Lines with "still" in the entries below: count them and reply with the number alone.
[Start of Attachment]
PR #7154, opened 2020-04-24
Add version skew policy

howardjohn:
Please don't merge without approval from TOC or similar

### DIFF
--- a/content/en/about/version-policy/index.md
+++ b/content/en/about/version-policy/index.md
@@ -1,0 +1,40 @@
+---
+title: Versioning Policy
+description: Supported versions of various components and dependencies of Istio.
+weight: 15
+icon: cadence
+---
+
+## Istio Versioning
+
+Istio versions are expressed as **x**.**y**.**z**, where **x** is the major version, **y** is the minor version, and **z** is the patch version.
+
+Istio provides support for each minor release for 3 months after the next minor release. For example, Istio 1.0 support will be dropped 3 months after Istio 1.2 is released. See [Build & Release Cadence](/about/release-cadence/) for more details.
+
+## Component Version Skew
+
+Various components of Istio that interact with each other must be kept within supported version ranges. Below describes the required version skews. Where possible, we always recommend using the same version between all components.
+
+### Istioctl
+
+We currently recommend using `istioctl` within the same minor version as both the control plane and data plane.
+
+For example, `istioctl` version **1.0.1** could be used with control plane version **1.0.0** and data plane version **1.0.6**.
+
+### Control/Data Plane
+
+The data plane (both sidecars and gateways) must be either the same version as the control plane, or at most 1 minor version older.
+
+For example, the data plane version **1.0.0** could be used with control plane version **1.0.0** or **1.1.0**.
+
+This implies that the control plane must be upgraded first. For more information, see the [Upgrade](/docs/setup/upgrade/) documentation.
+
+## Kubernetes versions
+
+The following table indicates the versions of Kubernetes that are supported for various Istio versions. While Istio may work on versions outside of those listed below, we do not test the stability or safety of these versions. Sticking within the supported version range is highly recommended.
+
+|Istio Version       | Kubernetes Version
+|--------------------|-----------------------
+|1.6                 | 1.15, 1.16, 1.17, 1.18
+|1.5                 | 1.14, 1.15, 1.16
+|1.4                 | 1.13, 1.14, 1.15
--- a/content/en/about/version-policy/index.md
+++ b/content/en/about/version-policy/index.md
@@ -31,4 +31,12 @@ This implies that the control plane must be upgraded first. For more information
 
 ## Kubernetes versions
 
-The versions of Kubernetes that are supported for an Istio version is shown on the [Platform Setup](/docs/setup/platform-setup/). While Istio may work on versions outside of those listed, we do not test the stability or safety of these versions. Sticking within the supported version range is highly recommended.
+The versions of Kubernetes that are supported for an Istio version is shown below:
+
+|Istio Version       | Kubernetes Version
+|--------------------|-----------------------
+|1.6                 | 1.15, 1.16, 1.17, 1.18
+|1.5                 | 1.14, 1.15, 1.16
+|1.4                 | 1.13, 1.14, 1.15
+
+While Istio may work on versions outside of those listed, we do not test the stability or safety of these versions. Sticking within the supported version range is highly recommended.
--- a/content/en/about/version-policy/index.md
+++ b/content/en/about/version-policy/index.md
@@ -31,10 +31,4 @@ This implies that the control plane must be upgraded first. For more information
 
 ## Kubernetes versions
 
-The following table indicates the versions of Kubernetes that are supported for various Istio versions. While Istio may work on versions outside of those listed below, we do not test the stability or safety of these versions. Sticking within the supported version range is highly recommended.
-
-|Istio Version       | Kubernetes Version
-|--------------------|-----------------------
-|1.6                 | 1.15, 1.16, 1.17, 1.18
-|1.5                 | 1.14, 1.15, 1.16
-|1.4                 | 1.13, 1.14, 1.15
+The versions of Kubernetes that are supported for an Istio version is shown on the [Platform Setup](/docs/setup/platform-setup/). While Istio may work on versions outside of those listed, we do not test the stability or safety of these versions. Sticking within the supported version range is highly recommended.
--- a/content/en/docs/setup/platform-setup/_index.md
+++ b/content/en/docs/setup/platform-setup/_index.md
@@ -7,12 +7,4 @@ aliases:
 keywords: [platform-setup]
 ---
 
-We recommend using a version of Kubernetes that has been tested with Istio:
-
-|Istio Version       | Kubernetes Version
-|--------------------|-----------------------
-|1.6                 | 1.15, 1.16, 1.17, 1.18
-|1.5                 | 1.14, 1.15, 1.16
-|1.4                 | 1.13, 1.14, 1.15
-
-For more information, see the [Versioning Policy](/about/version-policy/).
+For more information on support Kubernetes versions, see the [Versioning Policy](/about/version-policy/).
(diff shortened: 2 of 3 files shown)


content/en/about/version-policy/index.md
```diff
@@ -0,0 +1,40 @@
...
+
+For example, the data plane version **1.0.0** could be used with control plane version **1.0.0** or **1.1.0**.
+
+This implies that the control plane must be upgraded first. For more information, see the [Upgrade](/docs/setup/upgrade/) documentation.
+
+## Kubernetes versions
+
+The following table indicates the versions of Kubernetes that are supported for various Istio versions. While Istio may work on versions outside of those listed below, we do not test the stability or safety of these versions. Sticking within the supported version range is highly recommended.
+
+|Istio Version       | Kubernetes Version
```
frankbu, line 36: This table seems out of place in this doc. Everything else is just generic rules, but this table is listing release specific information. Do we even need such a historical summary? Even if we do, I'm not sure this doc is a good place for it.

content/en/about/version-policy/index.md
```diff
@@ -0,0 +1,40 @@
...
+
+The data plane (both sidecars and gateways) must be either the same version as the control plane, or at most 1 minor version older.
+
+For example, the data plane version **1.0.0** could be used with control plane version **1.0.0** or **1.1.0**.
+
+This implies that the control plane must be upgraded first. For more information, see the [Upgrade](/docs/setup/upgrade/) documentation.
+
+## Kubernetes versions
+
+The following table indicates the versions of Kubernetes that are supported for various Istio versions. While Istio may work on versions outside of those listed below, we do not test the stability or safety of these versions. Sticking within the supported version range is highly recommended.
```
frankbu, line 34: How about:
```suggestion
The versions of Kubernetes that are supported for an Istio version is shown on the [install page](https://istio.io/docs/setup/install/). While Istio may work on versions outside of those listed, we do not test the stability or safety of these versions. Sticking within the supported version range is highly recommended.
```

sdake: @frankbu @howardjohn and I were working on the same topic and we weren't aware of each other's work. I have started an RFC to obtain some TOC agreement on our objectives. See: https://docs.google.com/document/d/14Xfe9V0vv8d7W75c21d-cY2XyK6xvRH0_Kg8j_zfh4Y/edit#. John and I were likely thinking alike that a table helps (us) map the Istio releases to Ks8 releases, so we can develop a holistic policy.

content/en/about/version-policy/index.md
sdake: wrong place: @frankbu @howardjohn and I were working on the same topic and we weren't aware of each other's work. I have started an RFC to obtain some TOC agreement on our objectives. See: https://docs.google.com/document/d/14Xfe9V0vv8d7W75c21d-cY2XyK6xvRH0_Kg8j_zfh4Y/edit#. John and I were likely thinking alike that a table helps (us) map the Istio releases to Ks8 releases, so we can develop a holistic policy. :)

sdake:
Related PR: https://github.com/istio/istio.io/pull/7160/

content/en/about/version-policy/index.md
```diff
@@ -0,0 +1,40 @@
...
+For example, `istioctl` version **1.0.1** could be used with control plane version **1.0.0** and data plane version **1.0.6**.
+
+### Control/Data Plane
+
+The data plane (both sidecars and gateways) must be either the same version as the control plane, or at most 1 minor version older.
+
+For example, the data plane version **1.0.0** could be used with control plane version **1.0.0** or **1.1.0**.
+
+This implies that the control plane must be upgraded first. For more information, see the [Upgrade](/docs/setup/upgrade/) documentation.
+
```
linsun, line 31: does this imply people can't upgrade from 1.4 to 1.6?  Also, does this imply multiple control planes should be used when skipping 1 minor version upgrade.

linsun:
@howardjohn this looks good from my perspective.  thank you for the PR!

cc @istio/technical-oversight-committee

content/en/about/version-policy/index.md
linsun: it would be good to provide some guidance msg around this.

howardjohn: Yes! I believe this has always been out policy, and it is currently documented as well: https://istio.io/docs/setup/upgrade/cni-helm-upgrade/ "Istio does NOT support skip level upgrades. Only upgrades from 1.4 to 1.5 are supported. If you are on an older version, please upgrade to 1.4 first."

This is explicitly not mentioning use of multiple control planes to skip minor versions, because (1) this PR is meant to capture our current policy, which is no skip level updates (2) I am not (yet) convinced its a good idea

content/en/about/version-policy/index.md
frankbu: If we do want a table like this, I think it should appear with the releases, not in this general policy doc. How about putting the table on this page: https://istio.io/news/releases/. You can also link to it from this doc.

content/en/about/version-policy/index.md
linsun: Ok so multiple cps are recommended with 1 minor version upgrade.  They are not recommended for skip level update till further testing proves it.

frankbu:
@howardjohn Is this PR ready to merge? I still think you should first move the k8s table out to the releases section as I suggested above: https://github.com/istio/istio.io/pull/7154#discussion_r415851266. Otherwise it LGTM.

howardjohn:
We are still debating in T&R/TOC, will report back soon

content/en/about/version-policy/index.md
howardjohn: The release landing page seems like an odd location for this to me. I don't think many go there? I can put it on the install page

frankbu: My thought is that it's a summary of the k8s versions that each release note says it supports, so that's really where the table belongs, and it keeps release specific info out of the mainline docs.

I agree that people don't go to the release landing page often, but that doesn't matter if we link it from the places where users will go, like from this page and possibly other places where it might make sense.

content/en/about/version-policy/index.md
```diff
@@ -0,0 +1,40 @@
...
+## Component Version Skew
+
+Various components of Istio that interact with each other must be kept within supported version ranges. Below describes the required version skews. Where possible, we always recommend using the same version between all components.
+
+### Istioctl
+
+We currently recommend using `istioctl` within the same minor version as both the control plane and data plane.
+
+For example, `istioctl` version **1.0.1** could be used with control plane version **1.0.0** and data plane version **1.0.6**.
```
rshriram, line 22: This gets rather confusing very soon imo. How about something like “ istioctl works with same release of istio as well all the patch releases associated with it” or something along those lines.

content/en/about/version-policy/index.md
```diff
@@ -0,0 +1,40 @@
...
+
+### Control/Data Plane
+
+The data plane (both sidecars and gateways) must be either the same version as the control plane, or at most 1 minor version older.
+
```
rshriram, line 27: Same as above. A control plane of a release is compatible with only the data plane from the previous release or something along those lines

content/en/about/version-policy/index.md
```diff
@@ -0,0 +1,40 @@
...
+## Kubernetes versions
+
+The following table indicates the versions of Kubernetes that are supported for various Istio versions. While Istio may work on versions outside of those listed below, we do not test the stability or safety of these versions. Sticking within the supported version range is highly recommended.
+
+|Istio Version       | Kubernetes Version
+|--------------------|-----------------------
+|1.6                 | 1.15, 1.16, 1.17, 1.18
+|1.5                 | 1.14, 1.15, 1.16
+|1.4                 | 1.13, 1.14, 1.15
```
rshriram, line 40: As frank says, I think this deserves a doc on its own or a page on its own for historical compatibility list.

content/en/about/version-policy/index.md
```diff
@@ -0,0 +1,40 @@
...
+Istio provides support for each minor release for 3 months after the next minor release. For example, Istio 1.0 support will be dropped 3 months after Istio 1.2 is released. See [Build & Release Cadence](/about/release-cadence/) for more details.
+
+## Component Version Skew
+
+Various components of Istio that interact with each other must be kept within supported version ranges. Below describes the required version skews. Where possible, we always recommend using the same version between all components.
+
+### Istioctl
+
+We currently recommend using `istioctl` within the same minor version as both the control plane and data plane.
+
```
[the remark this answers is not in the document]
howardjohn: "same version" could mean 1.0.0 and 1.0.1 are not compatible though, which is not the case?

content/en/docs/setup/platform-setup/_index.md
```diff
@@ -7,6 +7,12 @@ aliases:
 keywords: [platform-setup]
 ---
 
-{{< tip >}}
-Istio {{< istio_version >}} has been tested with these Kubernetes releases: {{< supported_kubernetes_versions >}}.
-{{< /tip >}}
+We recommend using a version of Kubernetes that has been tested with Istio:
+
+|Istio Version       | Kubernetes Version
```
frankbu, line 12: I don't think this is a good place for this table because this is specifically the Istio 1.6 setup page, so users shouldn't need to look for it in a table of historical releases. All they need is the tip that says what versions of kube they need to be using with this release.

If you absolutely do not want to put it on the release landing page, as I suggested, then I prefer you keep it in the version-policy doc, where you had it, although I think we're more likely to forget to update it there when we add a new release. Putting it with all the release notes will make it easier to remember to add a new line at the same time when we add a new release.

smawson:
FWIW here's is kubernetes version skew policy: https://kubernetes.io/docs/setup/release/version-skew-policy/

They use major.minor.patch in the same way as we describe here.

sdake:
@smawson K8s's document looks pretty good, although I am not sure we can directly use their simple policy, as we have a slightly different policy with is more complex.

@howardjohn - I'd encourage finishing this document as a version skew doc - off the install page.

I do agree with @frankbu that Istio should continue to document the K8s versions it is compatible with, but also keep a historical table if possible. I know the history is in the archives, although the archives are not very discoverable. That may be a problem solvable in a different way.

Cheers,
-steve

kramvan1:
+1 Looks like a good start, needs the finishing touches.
[End of Attachment]
__EXERCISE RESULT__
2